Feedback appreciated!


----------



## chillbot (Feb 24, 2014)

Amazing, love it.


----------



## Neifion (Feb 24, 2014)

chillbot @ Mon Feb 24 said:


> Amazing, love it.



Thank you, chillbot! Anything you think could use fixing/improvement?


----------



## chillbot (Feb 24, 2014)

I don't feel the need to nitpick I thought it was a really nice production all around and very well constructed. I was very impressed with your sample chops. I figured others might chime in by now.

If you really pressed me I would say the piano was too dry and in-your-face for my taste, I assumed it was intentional. I also could have used about 15% less of the sliding legato effect on the strings, I forget I think it was both the solo cello and the strings...? It's such a nice erhu-like sound but a little goes a long ways. Like I said, these are more personal than anything else. You don't need to change a thing, in my opinion.


----------



## SymphonicSamples (Feb 24, 2014)

Hey Neifion , lovely piece . I enjoyed the setting of your piece and for me it was more about the atmosphere and story you created from start to finish. o-[][]-o


----------



## Blakus (Feb 24, 2014)

Loved it Matthew! Thanks for sharing it. Great atmosphere.


----------



## Neifion (Feb 24, 2014)

chillbot @ Mon Feb 24 said:


> I also could have used about 15% less of the sliding legato effect on the strings, I forget I think it was both the solo cello and the strings...?



Maybe I had a little too much fun with the portamentos from both Sable and Blakus. They're completely to blame for that. :D And curse you, Blakus, for playing such a wicked cello! =o 

Personally I thought it may be somewhat eclectic. As a demo, it was a matter of trying to address various moods and subject matter and keep somewhat of a flow.

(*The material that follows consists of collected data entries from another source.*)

PR #271, opened 2020-07-21
Limit variables allowed at weather stations

### LINKED ISSUE #241: don't allow sites without modeling_parameters to have power, poa observations
Should not be allowed in the API, nor as an option in the dashboard form.

Sentry Issue: [API-3R](https://sentry.io/organizations/solararbiter-rx/issues/1656781868/?referrer=github_integration)

```
AttributeError: 'Site' object has no attribute 'modeling_parameters'
  File "rq/worker.py", line 886, in perform_job
    rv = job.perform()
  File "rq/job.py", line 664, in perform
    self._result = self._execute()
  File "rq/job.py", line 670, in _execute
    return self.func(*self.args, **self.kwargs)
  File "solarforecastarbiter/validation/tasks.py", line 372, in immediate_observation_validation
    validation_flags = validation_func(observation, value_series)
  File "solarforecastarbiter/validation/tasks.py", line 154, in validate_poa_global
    aoi_func = pvmodel.aoi_func_factory(observation.site.modeling_parameters)
```

lboeman:
closes #241 
This adds a MYSQL procedure to check if a site has modeling parameters by checking for a non-null `tracking_type` column. The procedure is called from python before the subsequent call to `store_obs/fx/cdf` and raises a BadAPIRequestError with an appropriate message. 

@alorenzo175 what do you think of this approach?


alorenzo175:
Hmm, I guess the approach I was thinking about would be to have a function like what you've written, and call that function from within the store_forecast/obs/cdf procedures and abort if appropriate. Otherwise, we could just use read_site and check in python instead of adding a new procedure.

Now that I think about it again, I'm not sure if checking in sql or checking in python is best. Let's go with python for now. We might also want to check more than just tracking type (like capacity). Also need to make sure forecast and aggregate variables match if we don't already

lboeman:
> Hmm, I guess the approach I was thinking about would be to have a function like what you've written, and call that function from within the store_forecast/obs/cdf procedures and abort if appropriate. Otherwise, we could just use read_site and check in python instead of adding a new procedure.
> 
> Now that I think about it again, I'm not sure if checking in sql or checking in python is best. Let's go with python for now. We might also want to check more than just tracking type (like capacity). Also need to make sure forecast and aggregate variables match if we don't already

That's a good point, this procedure is unnecessary. I had originally started working on something in line with what you intended, but I think that keeping the validation in python and the RBAC based control stuff in SQL is a good separation of concerns.

I'll remove the procedure, and check for matching aggregate variable if it doesn't exist.

alorenzo175:
I think the test failures are due to a recent pymysql update. Try restricting to 0.9.3 for datastore/test-requirements.txt and requirements.txt

sfa_api/tests/test_cdf_forecast.py
```diff
@@ -470,3 +470,30 @@ def test_post_forecast_too_large(
             content_type=content_type,
             data=payload, base_url=BASE_URL)
     assert req.status_code == 413
+
+
+@pytest.mark.parametrize('variable', [
+    'ac_power',
+    'dc_power',
+    'poa_global',
+    'availability',
```
alorenzo175, line 479:
```suggestion
    'availability',
    'curtailment'
```

sfa_api/tests/test_forecast.py
```diff
@@ -505,3 +506,36 @@ def test_post_forecast_too_large(
                           'Content-Length': 17*1024*1024},
             data=payload, base_url=BASE_URL)
     assert req.status_code == 413
+
+
+@pytest.mark.parametrize('variable', [
+    'ac_power',
+    'dc_power',
+    'poa_global',
+    'availability',
```
alorenzo175, line 515:
```suggestion
    'availability',
    'curtailment'
```

sfa_api/tests/test_observations.py
```diff
@@ -630,3 +630,17 @@ def test_post_observation_too_large(
                           'Content-Length': 17*1024*1024},
             data=payload, base_url=BASE_URL)
     assert req.status_code == 413
+
+
+@pytest.mark.parametrize('variable', [
+    'ac_power',
+    'dc_power',
+    'poa_global',
+    'availability',
```
alorenzo175, line 639:
```suggestion
    'availability',
    'curtailment'
```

I really appreciate you all taking the time to listen and comment!


----------



## chillbot (Feb 25, 2014)

Not really the thread for it, but quick question anyway: how do you get the nice portamento sound from blakus cello? I got it a few days ago and haven't really had time to fool with it but I couldn't figure it out. And the "document" folder is empty and I can't find any tutorials on the website....?


----------



## Neifion (Feb 25, 2014)

chillbot @ Tue Feb 25 said:


> Not really the thread for it, but quick question anyway: how do you get the nice portamento sound from blakus cello? I got it a few days ago and haven't really had time to fool with it but I couldn't figure it out. And the "document" folder is empty and I can't find any tutorials on the website....?



Hm... that's strange, you should have an Extras folder that has the Blakus Cello manual.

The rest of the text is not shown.